Resource consumption

The testing application does not test two important metrics needed for proper sizing estimation: CPU use and memory use. These have to be monitored using external tools such as Windows Performance Monitor or Unix ps.

  • CPU utilization is the percentage of the total CPU time spent processing user or system calls on behalf of Vocalizer. As more TTS ports are opened and used for processing, CPU utilization increases approximately linearly. When CPU utilization exceeds 85%, performance degrades rapidly as further ports are opened.
  • Memory use: Vocalizer’s base memory requirement varies per voice, and is usually around 10–20 MB. See the Release Notes for each voice for detailed sizing data that describes the base memory usage for each voice. In addition, each engine instance (as created by calling TtsOpen) requires incremental amounts of memory, usually about 500 KB. Therefore, the formula to calculate total memory requirements is: base + (# engines * 500 KB). For 50 instances of a voice that has a base of 15 MB, that results in a memory use of 40 MB.

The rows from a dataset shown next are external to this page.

PR #5797, opened 2025-09-02
Implement support for Scala 3.8 (backport of #5751)

WojciechMazur:
Backports https://github.com/com-lihaoyi/mill/pull/5751 to 0.12.x branch

### DIFF
--- a/scalalib/api/src/mill/scalalib/api/ZincWorkerUtil.scala
+++ b/scalalib/api/src/mill/scalalib/api/ZincWorkerUtil.scala
@@ -65,7 +65,7 @@ trait ZincWorkerUtil {
     case _ => scalaVersion
   }
 
-  private def majorMinorVersion(version: String): ( /*major: */ Int, /*minor:*/ Int) = version match {
+  private def partialVersion(version: String): ( /*major: */ Int, /*minor:*/ Int) = version match {
     case PartialVersion(major, minor) => (major.toInt, minor.toInt)
   }
 
@@ -175,7 +175,7 @@ trait ZincWorkerUtil {
    * @return `true` if the scala-library version should be enforced to be a `2.13.`
    */
   def enforceScala213Library(scalaVersion: String): Boolean = {
-    val (major, minor) = majorMinorVersion(scalaVersion)
+    val (major, minor) = partial(scalaVersion)
     // Some Dotty versions and all Scala 3 versions before 3.8
     major == 0 || (major == 3 && minor < 8)
   }
--- a/scalalib/api/src/mill/scalalib/api/ZincWorkerUtil.scala
+++ b/scalalib/api/src/mill/scalalib/api/ZincWorkerUtil.scala
@@ -65,7 +65,7 @@ trait ZincWorkerUtil {
     case _ => scalaVersion
   }
 
-  private def binaryVersion(version: String): ( /*major: */ Int, /*minor:*/ Int) = version match {
+  private def majorMinorVersion(version: String): ( /*major: */ Int, /*minor:*/ Int) = version match {
     case PartialVersion(major, minor) => (major.toInt, minor.toInt)
   }
 
@@ -175,7 +175,7 @@ trait ZincWorkerUtil {
    * @return `true` if the scala-library version should be enforced to be a `2.13.`
    */
   def enforceScala213Library(scalaVersion: String): Boolean = {
-    val (major, minor) = binaryVersion(scalaVersion)
+    val (major, minor) = majorMinorVersion(scalaVersion)
     // Some Dotty versions and all Scala 3 versions before 3.8
     major == 0 || (major == 3 && minor < 8)
   }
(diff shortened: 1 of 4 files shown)


scalalib/api/src/mill/scalalib/api/ZincWorkerUtil.scala
```diff
@@ -65,9 +65,8 @@ trait ZincWorkerUtil {
     case _ => scalaVersion
   }
 
-  private case class Version(major: Int, minor: Int)
-  private def minorMajorVersion(version: String): Version = version match {
-    case PartialVersion(major, minor) => Version(major = major.toInt, minor = minor.toInt)
+  private def binaryVersion(version: String): ( /*major: */ Int, /*minor:*/ Int) = version match {
+    case PartialVersion(major, minor) => (major.toInt, minor.toInt)
```
lefou: I wonder what binary issue that may be, since the case class is `private`.

scalalib/api/src/mill/scalalib/api/ZincWorkerUtil.scala
```diff
@@ -65,6 +65,10 @@ trait ZincWorkerUtil {
     case _ => scalaVersion
   }
 
+  private def binaryVersion(version: String): ( /*major: */ Int, /*minor:*/ Int) = version match {
```
lefou: The name `binaryVersion` is a bit misleading, since in Scala 3, a binary version has only the major position.

scalalib/api/src/mill/scalalib/api/ZincWorkerUtil.scala
WojciechMazur: It should be effectively safe, but maybe there is either a false positive or some possible incompatibility when defining nested classes inside traits. 

https://github.com/com-lihaoyi/mill/actions/runs/17394751012/job/49374829543#step:4:308
```
[7629] Found 1 issue when checking against com.lihaoyi:mill-scalalib-api_2.13:0.11.4
[7629]  * abstract synthetic method mill$scalalib$api$ZincWorkerUtil$$Version()mill.scalalib.api.ZincWorkerUtil#Version# in interface mill.scalalib.api.ZincWorkerUtil is present only in current version
   filter with: ProblemFilter.exclude[ReversedMissingMethodProblem]("mill.scalalib.api.ZincWorkerUtil.mill$scalalib$api$ZincWorkerUtil$$Version")
```

lefou: Does making it `private[this]` change anything?

scalalib/api/src/mill/scalalib/api/ZincWorkerUtil.scala
WojciechMazur: I've renamed it to `partialVersion` so that it would be more explicit, would not clash with `xBinaryVersion` methods defined in other places, and would give a hint about. 
In the 1.x it was named `minorMajorVersion` which unfortunately was confusing when we get rid of named tuples

scalalib/api/src/mill/scalalib/api/ZincWorkerUtil.scala
WojciechMazur: Seems like it would fix it. Should I replace the current tuple variant with the private[this] alternative? 
I'm considering keeping the tuple since the `PartialVersion` would clash with existing regex, and `Version` is too opaque

lefou: Yes. I'd prefer if the patch is as close as possible to the original PR. I think `PartialVersion` was unused before and this patch fixes and reuses it.

WojciechMazur:
I think that CI on 0.12.x branch is broken. The remaining failures in CI are the same as on the last PR targeting that branch https://github.com/com-lihaoyi/mill/pull/5639

scalalib/api/src/mill/scalalib/api/ZincWorkerUtil.scala
WojciechMazur: I've made a mistake and tested mima on `scalalib` instead of `scalalib.api` subproject. It still fails when using `private[this]`, I've adjusted mima filter since that should be safe change

lihaoyi:
@WojciechMazur yes the androind and python/js jobs are broken, just ignore them

WojciechMazur:
Thank you for merging the PR. I wonder would it be possible to make a snapshot release for 0.12.16? It would really help us test mill projects in large scale in Open Community Build against Scala 3.8 nightlies and hopefully identify more issues before the cutoff.

lihaoyi:
@WojciechMazur I kicked off a publish job here https://github.com/com-lihaoyi/mill/actions/runs/17429247707, once it's done it should have a dev version you can start trying out

lihaoyi:
@WojciechMazur `0.12.15-2-561986`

Determining the supported number of channels

Vocalizer supports about 50 parallel channels on a single host. The true maximum depends on hardware, configuration, and your license. When your hosts are within the guidelines, you can expect the following performance:

  • Average latency <= 250ms
  • Audio buffer underflow rate <= 0.04%
  • CPU utilization <= 85%

These thresholds may not suit your requirements, and you may wish to rerun tests with different criteria.